PR #614, opened 2019-07-14
Added escaping to docs

jadchaar:
I also removed the version locks from `requirements.txt` to force the latest versions of the packages to be installed.

Related to the discussion here: https://github.com/crsmithdev/arrow/issues/35


jadchaar:
I re-locked the dependencies @systemcatch :).

PR #616, opened 2019-07-16
Use update_wrapper instead of __doc__ setter

uburuntu:
Use more explicit `update_wrapper` instead of `get.__doc__ = _factory.get.__doc__`

Python 2: https://docs.python.org/2/library/functools.html#functools.update_wrapper
Python 3: https://docs.python.org/3/library/functools.html#functools.update_wrapper

### DIFF
--- a/arrow/api.py
+++ b/arrow/api.py
@@ -7,6 +7,8 @@ methods for use as a module API.
 
 from __future__ import absolute_import
 
+from functools import update_wrapper
+
 from arrow.factory import ArrowFactory
 
 # internal default factory.
@@ -21,7 +23,7 @@ def get(*args, **kwargs):
     return _factory.get(*args, **kwargs)
 
 
-get.__doc__ = _factory.get.__doc__
+update_wrapper(get, _factory.get)
 
 
 def utcnow():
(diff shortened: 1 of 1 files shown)


arrow/api.py
```diff
@@ -21,7 +23,7 @@ def get(*args, **kwargs):
     return _factory.get(*args, **kwargs)
 
 
-get.__doc__ = _factory.get.__doc__
+update_wrapper(get, _factory.get)
```
jadchaar: I was taking a look at the Python docs you linked, and it states that the `update_wrapper` function by default  "assigns to the wrapper function’s __name__, __module__ and __doc__, the documentation string) and WRAPPER_UPDATES (which updates the wrapper function’s __dict__, i.e. the instance dictionary)". Don't we just want the `__doc__` to be updated (e.g. `update_wrapper(get.__doc__, factory.get.__doc__)`)? Correct me if I am wrong though.

jadchaar:
Thanks for the contribution, but I have been thinking about this change and I think it is unnecessary because we only want to update the `__doc__` attribute, but `update_wrapper` copies way more than that according to the docs: https://docs.python.org/3/library/functools.html#functools.update_wrapper.

uburuntu:
It's ok :ok_hand:

PR #620, opened 2019-07-29
Move backports from extra_requires to install_requires

jadchaar:
This is now the official method for conditionally requiring python versions as documented here: https://setuptools.readthedocs.io/en/latest/setuptools.html#declaring-platform-specific-dependencies. Pytest does the same here: https://github.com/pytest-dev/pytest/blob/master/setup.py#L11.

Addresses: https://github.com/crsmithdev/arrow/issues/495

### DIFF
--- a/setup.py
+++ b/setup.py
@@ -42,7 +42,7 @@ setup(
         "Programming Language :: Python :: 3.7",
         "Programming Language :: Python :: 3.8",
     ],
-    keywords="arrow date time datetime",
+    keywords="arrow date time datetime timestamp timezone",
     project_urls={
         "Repository": "https://github.com/crsmithdev/arrow",
         "Bug Reports": "https://github.com/crsmithdev/arrow/issues",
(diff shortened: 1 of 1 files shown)


setup.py
```diff
@@ -23,8 +23,10 @@
     packages=["arrow"],
     zip_safe=False,
     python_requires=">=2.7, !=3.0.*, !=3.1.*, !=3.2.*, !=3.3.*, !=3.4.*",
-    install_requires=["python-dateutil"],
-    extras_require={":python_version=='2.7'": ["backports.functools_lru_cache>=1.2.1"]},
+    install_requires=[
+        "python-dateutil",
+        "backports.functools_lru_cache;python_version=='2.7'",
```
systemcatch: Is it ok that we've removed the >=1.2.1 requirement here? Now it could install an older version.

jadchaar: I locked it to >=1.2.1 just in case :)

jadchaar:
Ready for re-review @systemcatch.

PR #621, opened 2019-07-29
Fix regression when tzinfo kwarg is a string

chyzzqo2:
In v 0.14.2 passing a date string, a format string and tzinfo kwarg where the value is a string worked correctly. This usage pattern broke in 0.14.3. This restores the previous behavior.


jadchaar:
Hey @chyzzqo2, thanks for the quick find and the fix. We will get this fix deployed in the next day or so.

jadchaar:
@chyzzqo2 `arrow 0.14.4` has been released to fix this issue. Thanks again for the PR.

PR #624, opened 2019-08-01
Removed deprecated replace shift functionality

jadchaar:
I am going through some of the issues mentioned in [this blog post from 2016](https://blog.eustace.io/please-stop-using-arrow.html) and I think it is time that we finally remove the ability to shift from the `replace` function in arrow. A deprecation warning has been in place since 2016, so I think it is an appropriate time to remove this functionality.

### DIFF
--- a/arrow/arrow.py
+++ b/arrow/arrow.py
@@ -9,7 +9,6 @@ from __future__ import absolute_import
 
 import calendar
 import sys
-import warnings
 from datetime import datetime, timedelta, tzinfo
 from math import trunc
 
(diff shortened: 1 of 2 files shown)


arrow/arrow.py
```diff
@@ -580,33 +579,17 @@ def replace(self, **kwargs):
         """
 
         absolute_kwargs = {}
-        relative_kwargs = {}  # TODO: DEPRECATED; remove in next release
```
systemcatch: 20 releases later it finally comes true!

damonlynch:
Thank you for continuing to improve Arrow. However, two points:

1. The documentation has not been updated. https://arrow.readthedocs.io/en/latest/#replace-shift
2. I had literally _no idea_ this removal was coming because I did not know it was even deprecated to begin with. I think you need to link prominently link to the change / history log from the documentation, and explicitly warn in documentation about breaking the API in an future release well before you break it!

jadchaar:
Hey @damonlynch, thanks for the feedback. A [warning has been set](https://github.com/crsmithdev/arrow/pull/624/files#diff-5d8eb9e97f8b648e4dae883cdce7b959L591) on the function since 2016 and it was well overdue for removal. We are trying to tackle the biggest complaints about `arrow` and this was one that was talked about quite a bit, so we thought it was time to finally remove it. I will submit a PR the clean up the docs and to improve the wording in the history file. We currently have the change noted [in our change log](https://github.com/crsmithdev/arrow/blob/master/HISTORY.md#0145), but the wording can be clarified.

PR #635, opened 2019-08-10
Updated HISTORY to reflect deprecation changes

jadchaar:
I added a bit more context to the history file to better describe the deprecation pushed in `v0.15.0`.

### DIFF
--- a/HISTORY.md
+++ b/HISTORY.md
@@ -3,8 +3,8 @@
 ### 0.14.5
 
 - [NEW] Added Afrikaans locale.
-- [CHANGE] Removed deprecated replace shift functionality.
-- [FIX] Fixed bug that occurred when factory.get() was passed a locale kwarg.
+- [CHANGE] Removed deprecated `replace` shift functionality. Users looking to pass plural properties to the `replace` function to shift values should use `shift` instead.
+- [FIX] Fixed bug that occurred when `factory.get()` was passed a locale kwarg.
 
 ### 0.14.4
 


catwell:
As a user, it wasn't clear that this was deprecated at all. [Your own documentation](https://arrow.readthedocs.io/en/latest) still uses plurals with replace in examples (and so those examples don't work with current release).

I also didn't expect a breaking change like this in a patch version. I do know the major is still 0, but still...

All that being said, I don't mean to rant, just to give a bit of feedback. I know you are lacking maintainers, and Arrow is a great project (which is why I use it), so thanks for everything!

jadchaar:
@catwell Thanks for the feedback. We included this in the patch version simply because the deprecation warning has been in place since 2016 and the code was supposed to be deprecated in an earlier major release. The old contributors and maintainers forgot about it, so we found the snippets of code and decided to finally axe them :). I agree though--we should have waited until 0.15.0. Apologies about that.

Do you think that you can point out some of the places in the documentation where the old replace functionality still exists? Any mentions of `replace` with plural parameters should be changed to `shift`.

catwell:
It looks like you fixed it in #637 but you could also remove this from the "features" section:

> Updated replace method with support for relative offsets, including weeks

I didn't get the depreciation warnings because my test framework wasn't showing them, I switched to pytest now so I should be aware next time.

jadchaar:
We have updated the documentation to reflect your feedback. Thanks again :).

■ ■ ■ ■

TASK DETAILS: Above are the records; copy every line in them that holds the word "next".

RESULT:
Hey @chyzzqo2, thanks for the quick find and the fix. We will get this fix deployed in the next day or so.
-        relative_kwargs = {}  # TODO: DEPRECATED; remove in next release
I didn't get the depreciation warnings because my test framework wasn't showing them, I switched to pytest now so I should be aware next time.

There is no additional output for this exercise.